Task - What lines in the material hold the string "aawsome"? Return every one of them.
Data shown Block Start
Issue #1930, opened 2018-08-07
Simple shell script for installing the latest release


x86dev:
Hi,

just wanted to share a simple 4-line script to download and install the latest release of restic from Linux shell using cURL to /usr/local/bin:

```
RESTIC_TAG_LATEST=$(curl --silent "https://api.github.com/repos/restic/restic/releases/latest" | grep -Po '"tag_name": "v\K.*?(?=")')
echo "Downloading and installing restic v$RESTIC_TAG_LATEST ..."
RESTIC_URL=https://github.com/restic/restic/releases/download/v${RESTIC_TAG_LATEST}/restic_${RESTIC_TAG_LATEST}_linux_amd64.bz2
sudo curl -L --silent ${RESTIC_URL} | bunzip2 > /usr/local/bin/restic
```

Note: **Assumes** running on a x86 64-bit (x86_64) machine.

Might be handy to someone, or even worth for the docs in case there isn't any official PPA.

mholt:
Thanks for sharing this!

I'll also note that we've found this script useful when distributing Caddy: https://getcaddy.com/

And rclone does similarly: https://rclone.org/install.sh

I know a lot of people have issues piping into bash but honestly I feel like if you do it right, it's really convenient and works almost anywhere.

mfsu:
You should never download and install something without integrity and cryptographic signature checking.

mholt:
> You should never download and install something without integrity and cryptographic signature checking.

TLS takes care of this.

If you mean something else, you'll need to be more specific and specify a clear threat model.

fd0:
Thanks for posting the script. I'm not really sure what to do with it, hm.

rawtaz:
I agree, updating itself is not a concern of restic. Leave that to others to manage.

mholt:
This is really cool! I had thought about doing something like this for Caddy but never got around to it.

fd0:
I like that it's so simple, and it only uses the infrastructure we already have in place :)

mfsu:
Thanks Alexander for addressing this so quickly. I want to note that my
original intent was to draw attention to the curl based method, which was
used even by docker at some point.

x86dev:
Oh wow, very nice, fd0! I'll give it a try soon. Cheers!

fd0:
So, the overwhelming majority of users I asked were in favor, so I'm merging this command. Please be aware that until the next release this won't really work.

necenzurat:
[...]

PR #1949, opened 2018-08-12
Add command self-update

fd0:

It adds a command called `self-update` which downloads the latest released version of restic from GitHub and replacing the current binary with it. It does not rely on any external program (so it'll work everywhere), but still verifies the GPG signature using the embedded GPG public key.

I've long wanted to add such a thing, but worried about feature creep. So, today I took the opportunity and built something, and it turned out that it's rather easy to do. I hope that this command makes it much easier for users to upgrade restic, reducing a lot of the friction of the current (very manual) process. In addition, it provides users with a nice, clean built-in way that is a bit more secure than just using a shell script and curl: since the GPG key is included in the binary and used during verification, a potential Man-in-the-Middle is detected and the upgrade fails, assuming the initial restic binary has not been tampered with.

By default, the `self-update` command is hidden behind the `selfupdate` built tag, which is only set when restic is built using `build.go`. The reason for this is that downstream distributions will then not include the command by default, so users are encouraged to use the platform-specific distribution mechanism.

Sample run:

    $ restic version
    restic 0.9.1 compiled with go1.10.3 on linux/amd64
    
    $ restic self-update
    latest version is 0.9.2
    download file SHA256SUMS
    download SHA256SUMS
    download file SHA256SUMS
    download SHA256SUMS.asc
    GPG signature verification succeeded
    download restic_0.9.2_linux_amd64.bz2
    downloaded restic_0.9.2_linux_amd64.bz2
    saved 12115904 bytes in ./restic
    successfully updated restic to version 0.9.2
    
    $ restic version

So, this PR is meant to gather some feedback on the new command. What do you think?

https://github.com/restic/restic/issues/1930

Checklist
---------


chrestomanci:
Perhaps this is the wrong place to ask, but I would like it if there was a --dry-run switch on this, so that I can add a restic self-update to my daily cron, and have it stay silent if there are no updates, or send me an email if there are some so that I ran run the update when I next login.

Alternatively, just create a restic-announce mailing list that I can subscribe to to find out when there is a new version.

fd0:
Interesting idea, thanks. While there is no mailing list, we have a blog at https://restic.net/blog, and GitHub provides an XML/Atom feed for releases here: https://github.com/restic/restic/releases.atom

wscott:
It is a little funny that 'restic self-update' appear to update the restic binary in the current directory. I would have expected it to figure out which restic binary I am currently executing and update that one.  (You have to look at argv[0] and PATH to figure this out.)

And if this is the expected behavior then running 'restic self-update' in a directory without a restic binary should give an error or at least print a message that a new copy of restic is being written to the current directory rather than updating the restic the user just ran.

klemensn:
Looks like it took more than three years for someone wanting to disable?
See #4100.

PR #2844, opened 2020-07-19
Add prune integration tests for many edge cases

aawsome:

Add prune integration tests for many edge cases like duplicate blobs, mixed blobs or all types of corrupt repo.

This is part of #2718 that can be merged independently.

Checklist
---------


aawsome:
Just realized that the "failing test" (it was a blob existing in the pack file but missing in the index) is in fact cured by "old" prune. So I changed this accordingly here.

cmd/restic/integration_test.go
```diff
@@ -1283,6 +1283,103 @@ func TestPruneWithDamagedRepository(t *testing.T) {
...
+	datafile := filepath.Join("testdata", "repo-index-missing.tar.gz")
+	rtest.SetupTarTestFixture(t, env.base, datafile)
+
+	rtest.Assert(t, runCheck(CheckOptions{}, env.gopts, nil) != nil,
+		"check should have reported an error")
+	rtest.Assert(t, runPrune(env.gopts) != nil,
+		"prune should have reported an error")
+}
+
+func TestIndexMissingBlob(t *testing.T) {
```
MichaelEischer, line 1299: The other tests are also identical except for the tar-file, the check parameters and expected check result. Please merge these too.

MichaelEischer: What does `IndexMissingBlob` check? That a single blob is not contained in the index, but still exists in the repository?

cmd/restic/integration_test.go
```diff
@@ -1283,6 +1283,103 @@ func TestPruneWithDamagedRepository(t *testing.T) {
...
+
+func TestObsoleteIndex(t *testing.T) {
+	env, cleanup := withTestEnvironment(t)
+	defer cleanup()
+
+	datafile := filepath.Join("testdata", "repo-obsolete-index.tar.gz")
+	rtest.SetupTarTestFixture(t, env.base, datafile)
+
+	// check prints out an info but doesn't give an error for this setting.
+	testRunCheck(t, env.gopts)
```
MichaelEischer, line 1365: Can we adapt the test to check something?

MichaelEischer (changes requested):
How did you generate the test data sets? I wonder if there's an easy way to generate those on the fly?

aawsome:
> How did you generate the test data sets? I wonder if there's an easy way to generate those on the fly?

Honestly, by playing a lot around with creating backups, deleting manually single files from the repo, running `prune` and `rebuild-index` and sometimes even changing the source code to get the desired test repository.
I don't feel like I'm able to code that with small effort.

Also I think that keeping the repos as tar files "hardens" the tests cases in the sense that future code changes will not spoil the test cases. 
E.g. the code-change that removed mixed pack creation effectively prevents to generate those test settings on the fly... Similar things could happen with the other cases in future.

cmd/restic/integration_test.go
aawsome: Yes - `repo-index-missing-blob.tar.gz` is a repo where the packs are fine but a single (used) blob is missing from the index. With current `prune` this will be simply fixed (as `prune` always starts with the `rebuild-index` step), but after #2718 this will result in a prune error, which has to be explicitly fixed, e.g. by `rebuild-index`.

cmd/restic/integration_test.go
```diff
@@ -1283,6 +1283,103 @@ func TestPruneWithDamagedRepository(t *testing.T) {
 	t.Log(err)
 }
 
+func TestIndexMissing(t *testing.T) {
```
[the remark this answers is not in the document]
aawsome: I now use just two functions and also added comments about what is tested.

cmd/restic/integration_test.go
aawsome: It actually tests that restic `check` and `prune` still work with an obsolete index... :wink:

cmd/restic/integration_test.go
aawsome: The tests are now all merged.

cmd/restic/integration_test.go
```diff
@@ -1283,6 +1283,67 @@ func TestPruneWithDamagedRepository(t *testing.T) {
 	t.Log(err)
 }
 
+// Test repos for edge cases
+func TestEdgeCaseRepos(t *testing.T) {
+	opts := CheckOptions{}
+
+	// repo where index is completely missing
+	// => check and prune should fail
+	testEdgeCaseRepo(t, "repo-index-missing.tar.gz", opts, false, false)
```
MichaelEischer, line 1292: Please use `t.Run(...)` to make these subtests selectable. That could come in handy when hunting a specific problem.

MichaelEischer (changes requested):
> Also I think that keeping the repos as tar files "hardens" the tests cases in the sense that future code changes will not spoil the test cases.

That will also in parts verify that we don't break repository backwards compatibility.

I'd like to have the edge case tests as subtests to allow selecting a specific one. Besides that the code is ok. (The travis build error will disappear on the next CI run.)

cmd/restic/integration_test.go
aawsome: Thanks for the hint about how to make subtests - I wasn't aware of this.
Is changed now.

MichaelEischer (approved):
LGTM. Thanks :-)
Data shown Block End
Response box -
aawsome:
aawsome:
aawsome:
aawsome: Yes - `repo-index-missing-blob.tar.gz` is a repo where the packs are fine but a single (used) blob is missing from the index. With current `prune` this will be simply fixed (as `prune` always starts with the `rebuild-index` step), but after #2718 this will result in a prune error, which has to be explicitly fixed, e.g. by `rebuild-index`.
aawsome: I now use just two functions and also added comments about what is tested.
aawsome: It actually tests that restic `check` and `prune` still work with an obsolete index... :wink:
aawsome: The tests are now all merged.
aawsome: Thanks for the hint about how to make subtests - I wasn't aware of this.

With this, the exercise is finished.